Quantum Future-Trial Computing as a Geometric Primitive Resource Model: Gate-Reducible Equivalence, Hamiltonian Rollback, and Resource-Separation Hypotheses

This paper reformulates Quantum Future-Trial Computing (QFTC) as a two-regime theory separating gate-reducible quantum computation from geometric-primitive physical resource models.

The central correction is that if all QFTC components, including branch-conditioned trial unitaries, reversible predicate circuits, phase-commit operations, and rollback transformations, are uniformly decomposable into polynomial-size quantum circuits, then QFTC does not define a strict extension beyond BQP. Under this gate-reducible assumption, the paper proves that QFTC_gate = BQP.

Rather than treating this as a limitation, the paper uses it as a normalization theorem and rebuilds QFTC as a physical resource model. The geometric-primitive regime, QFTC_geom, treats reversible Hamiltonian rollback, Fubini–Study geometric action, phase-memory retention, decoherence leakage, predicate construction cost, calibration overhead, and rollback capacity as explicit computational resources.

The resulting theory does not claim automatic superiority over standard quantum computation. Instead, it proposes a resource-separation hypothesis: physically realizable rollback-induced branch transformations may, in some architectures, be implemented with lower geometric action, coherence cost, or control overhead than their compiled universal-gate equivalents.

The paper also establishes Grover-compatible constraints, avoiding false claims of unstructured-search speedup under identical oracle accounting. It provides rollback stability bounds under trace-distance error, an open-system feasibility condition involving coherence time and effective rollback error, thermodynamic consistency through reversible control cost, and experimentally testable signatures based on work-register restoration with branch-level phase retention.

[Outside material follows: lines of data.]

PR #1780, opened 2019-03-20
[JBPM-8150] [RHPAM-1975] Allow users to change Kie server id in Deployment config and templates

rhtevan:
In response to request from (https://issues.jboss.org/projects/JBPM/issues/JBPM-8150), this PR includes the implementation remove the coupling between KIE server id and name of KIE server Deployment config, allowing users to choose whatever KIE server id they want, during creation of template or later.

### DIFF
--- a/kie-server-parent/kie-server-controller/kie-server-controller-openshift/src/main/java/org/kie/server/controller/openshift/storage/ServerTemplateConverter.java
+++ b/kie-server-parent/kie-server-controller/kie-server-controller-openshift/src/main/java/org/kie/server/controller/openshift/storage/ServerTemplateConverter.java
@@ -21,17 +21,16 @@ import java.util.HashSet;
 import java.util.List;
 import java.util.Map;
 import java.util.Map.Entry;
+import java.util.Optional;
 import java.util.Set;
 import java.util.stream.Collectors;
 import java.util.stream.Stream;
 
-import org.kie.server.api.KieServerConstants;
 import org.kie.server.api.model.KieContainerResource;
 import org.kie.server.api.model.KieScannerResource;
 import org.kie.server.api.model.KieServerConfig;
 import org.kie.server.api.model.KieServerConfigItem;
 import org.kie.server.api.model.KieServerMode;
-import org.kie.server.controller.api.KieServerControllerConstants;
 import org.kie.server.controller.api.model.runtime.ServerInstanceKey;
 import org.kie.server.controller.api.model.spec.Capability;
 import org.kie.server.controller.api.model.spec.ContainerConfig;
@@ -44,6 +43,21 @@ import org.kie.server.services.impl.storage.KieServerState;
 import org.slf4j.Logger;
 import org.slf4j.LoggerFactory;
 
+import static org.kie.server.api.KieServerConstants.CAPABILITY_BPM;
+import static org.kie.server.api.KieServerConstants.KIE_DROOLS_SERVER_EXT_DISABLED;
+import static org.kie.server.api.KieServerConstants.KIE_JBPM_SERVER_EXT_DISABLED;
+import static org.kie.server.api.KieServerConstants.KIE_OPTAPLANNER_SERVER_EXT_DISABLED;
+import static org.kie.server.api.KieServerConstants.KIE_SERVER_ID;
+import static org.kie.server.api.KieServerConstants.KIE_SERVER_LOCATION;
+import static org.kie.server.api.KieServerConstants.KIE_SERVER_MODE;
+import static org.kie.server.api.KieServerConstants.PCFG_KIE_BASE;
+import static org.kie.server.api.KieServerConstants.PCFG_KIE_SESSION;
+import static org.kie.server.api.KieServerConstants.PCFG_MERGE_MODE;
+import static org.kie.server.api.KieServerConstants.PCFG_RUNTIME_STRATEGY;
+import static org.kie.server.controller.api.KieServerControllerConstants.KIE_CONTROLLER_OPENSHIFT_PREFER_KIESERVER_SERVICE;
+import static org.kie.server.services.openshift.api.KieServerOpenShiftConstants.KIE_SERVER_SERVICES_OPENSHIFT_SERVICE_NAME;
+import static org.kie.server.services.openshift.api.KieServerOpenShiftConstants.UNKNOWN;
+
 public class ServerTemplateConverter {
 
     private static final Logger logger = LoggerFactory.getLogger(ServerTemplateConverter.class);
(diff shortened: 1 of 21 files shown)


kie-ci6:

sutaakar:
Jenkins retest this

sutaakar:
The failure seems unrelated

rhtevan:
One timeout failure. Shall we retest it.

sutaakar:
Possibly later, first I would like to make a review so we don't trigger build when possible changes could be done.

kie-server-parent/kie-server-controller/kie-server-controller-openshift/src/main/java/org/kie/server/controller/openshift/storage/ServerTemplateConverter.java
```diff
@@ -109,34 +123,37 @@ public static ServerTemplate fromState(KieServerState state) {
...
+        template.setMode(KieServerMode.valueOf(mode.toUpperCase()));
 
         return template;
     }
 
     public static KieServerState toState(ServerTemplate template) {
         String id = template.getId();
-        KieServerMode mode = template.getMode() == null ? KieServerMode.DEVELOPMENT : template.getMode();
+        String name = template.getName();
+        KieServerMode mode = template.getMode() == null ? KieServerMode.PRODUCTION : template.getMode();
```
sutaakar: Any reason why to switch default mode to PRODUCTION?

sutaakar:
Otherwise looks good to me. I would like to check it in real OpenShift environment too.

kie-server-parent/kie-server-controller/kie-server-controller-openshift/src/main/java/org/kie/server/controller/openshift/storage/ServerTemplateConverter.java
rhtevan: Wasn't clear what is the default value. Checked both the Cloud image scripts, which does NOT set the default, and KIE server implementation, and found this:

https://github.com/rhtevan/droolsjbpm-integration/blob/dd66cf9ebd5c975b3a2788819653f00c5ac970ad/kie-server-parent/kie-server-controller/kie-server-controller-openshift/src/main/java/org/kie/server/controller/openshift/storage/ServerTemplateConverter.java#L68

To align with KIE server implementation, changed it back to DEVELOPMENT.

sutaakar:
Jenkins retest this

sutaakar:
@rhtevan When I start just Workbench image I am not able to create a new container. When I add deployment unit and click on finish the container is not registered in Workbench nor added into config map.

sutaakar:
When I create a config map using Workbench and then I create a new Kie server deployment with corresponding Kie server id and spin it up, then org.kie.server.location in config map is not updated, still pointing to "unknown".

sutaakar:
Otherwise it seems to work as expected.

rhtevan:
> @rhtevan When I start just Workbench image (Kie server is scaled to 0) I am not able to create a new container. When I add deployment unit and click on finish the container is not registered in Workbench nor added into config map.
> 
> When I spin up the Kie server pod then it is possible to create a new container in Workbench.

@sutaakar Don't see such issue with the latest image build. ("LastTagTime": "2019-03-22T13:28:06.897841908-04:00")

rhtevan:
> When I create a config map using Workbench and then I create a new Kie server deployment with corresponding Kie server id and spin it up, then org.kie.server.location in config map is not updated, still pointing to "unknown".

At the moment, the required OpenShift objects: DC, Route and Service are not being automatically generated once BC/WB creates a new KIE server CM. However, those objects can be created manually. In terms of the 'unknown' location situation, needs to check if associated Service and Route are being setup properly.

rhtevan:
@sutaakar Lots of culprits should be polished out this time.  More details at the following JIRA.

https://issues.jboss.org/browse/JBPM-8150?focusedCommentId=13714519&page=com.atlassian.jira.plugin.system.issuetabpanels:comment-tabpanel#comment-13714519

sutaakar:
Briefly checked and looks good. Will check on OpenShift instance.
Just a  side note, when doing changes to such big PR please do it as a separate commit. That way it is easier to spot and review changes.

sutaakar:
Jenkins retest this

rhtevan:
@sutaakar Do you think it is ready to merge, or still have something to look into?

sutaakar:
I think it is ready for merge.
@mswiderski Can you please take a look?

kie-server-parent/kie-server-services/kie-server-services-openshift/src/main/java/org/kie/server/services/openshift/api/KieServerOpenShift.java
```diff
@@ -15,29 +15,43 @@
...
+
 public interface KieServerOpenShift {
 
     default boolean isKieServerReady() {
         return KieServerLocator.getInstance().isKieServerReady();
     }
 
     default boolean isDCStable(DeploymentConfig dc) {
-        return "True".equals(dc.getStatus().getConditions().get(0).getStatus()) && dc.getStatus().getUnavailableReplicas() == 0;
+        return "True".equals(dc.getStatus().getConditions().get(0).getStatus())
```
mswiderski: any reason you use mixed case and case sensitive equals here?

rhtevan: If we use 'oc' command login to any running OpenShift cluster, then run the following command:
`
$ oc explain DeploymentConfig.status.conditions.status
FIELD: status <string>

DESCRIPTION:
     Status of the condition, one of True, False, Unknown.
`
The possible value of the string literal listed are '**True**', '**False**', '**Unknown**', which is a bit of unusual for Java developers.

mswiderski: I was more thinking why not to use equalsIgnoreCase just to be on safe side so to say

rhtevan: To be cautious is always good. Changed it to use 'equalsIgnoreCase'. Who knows OpenShift may change its spec all of sudden in future to align with what developer get used to, like 'true' and 'false'.

rhtevan: @mswiderski @sutaakar 
Shall we merge it or still have more things to look into?

mswiderski:
Jenkins retest this

mswiderski:
looks like the build was not run on last changes so let's rerun that and then merge

PR #1950, opened 2019-11-27
[JBPM-8864] not able to delete kieContainer after deploying container several times with same containerID due to an error

elguardian:
the system registers the container even before the container was created causing problem during unregistering (cannot dispose because the container is null in the registered instance so it cannot 
dispose in kieservice container map. The solution is to delay till we have the container active and then
overwrite the container.

### DIFF
--- a/kie-server-parent/kie-server-services/kie-server-services-common/src/main/java/org/kie/server/services/impl/KieServerImpl.java
+++ b/kie-server-parent/kie-server-services/kie-server-services-common/src/main/java/org/kie/server/services/impl/KieServerImpl.java
@@ -31,6 +31,7 @@ import java.util.concurrent.ConcurrentHashMap;
 import java.util.concurrent.CopyOnWriteArrayList;
 import java.util.concurrent.atomic.AtomicBoolean;
 import java.util.function.Consumer;
+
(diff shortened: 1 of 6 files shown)


sutaakar:
@elguardian Can you please add a test reproducing the issue?

elguardian:
done @sutaakar

sutaakar:
@elguardian Please remove the unrelated package-lock.json changes.
Also the test failures seem to be related to these changes.

elguardian:
Saw it... some weak tests (race condition) and a change of behaviour in the list of containers when the container is failing during deployment

elguardian:
fixing test case as missing modules in maven repository was considered  equal to deployment failure
Jenkins retest this please

elguardian:
Jenkins retest this please

elguardian:
@sutaakar thx for the hint, I was wasting a lot of time trying to make everything work in the current project. can you approve ?

elguardian:
@kiegroup/gatekeepers 
can anyone merge this ?

sutaakar:
SonarCloud failures are acceptable, coverage is calculated also from changes in test classes related just for local testing.

PR #1951, opened 2019-12-02
[JBPM-8864] Move KieServerContainerListFilteringIntegrationTest to the jbpm test …

sutaakar:
…module

KieServerContainerListFilteringIntegrationTest needs to be adjusted to fail while initializing extension.
Previous approach with providing non existing kjar version cannot be used any more as latest fixes will differentiate between deployment failure caused by missing artifacts in Maven repository (container won't be deployed) and extension failures (container will be deployed with failed state).

@elguardian This PR should fix test issues related to https://github.com/kiegroup/droolsjbpm-integration/pull/1950

### DIFF
--- a/kie-server-parent/kie-server-tests/kie-server-integ-tests-jbpm/src/test/java/org/kie/server/integrationtests/jbpm/KieServerContainerListFilteringIntegrationTest.java
+++ b/kie-server-parent/kie-server-tests/kie-server-integ-tests-jbpm/src/test/java/org/kie/server/integrationtests/jbpm/KieServerContainerListFilteringIntegrationTest.java
@@ -13,12 +13,17 @@
  * See the License for the specific language governing permissions and
  * limitations under the License.
  */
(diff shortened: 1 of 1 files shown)


elguardian:
that is already in the PR 
https://github.com/kiegroup/droolsjbpm-integration/pull/1950/files#diff-0e79059cbd4485c2b2f0c0d373c3fac6R81
It was working within eclipse but for some reason failing outside. :S I will check this

sutaakar:
It doesn't work in common test module as the jBPM extension is disabled by default there, see https://github.com/kiegroup/droolsjbpm-integration/blob/master/kie-server-parent/kie-server-tests/kie-server-integ-tests-common/pom.xml#L314

elguardian:
I will moved it ir requires less changes in the code to make it work, 
I need to change some of the tests anyway.

elguardian:
did you approach.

In its strongest defensible form, QFTC is not presented as postselection, nonlinear quantum mechanics, time travel, or an unconditional complexity-class extension. It is presented as a geometric rollback resource theory for reversible quantum computation, where the central scientific question is whether physical rollback primitives can outperform compiled gate implementations under honest resource accounting.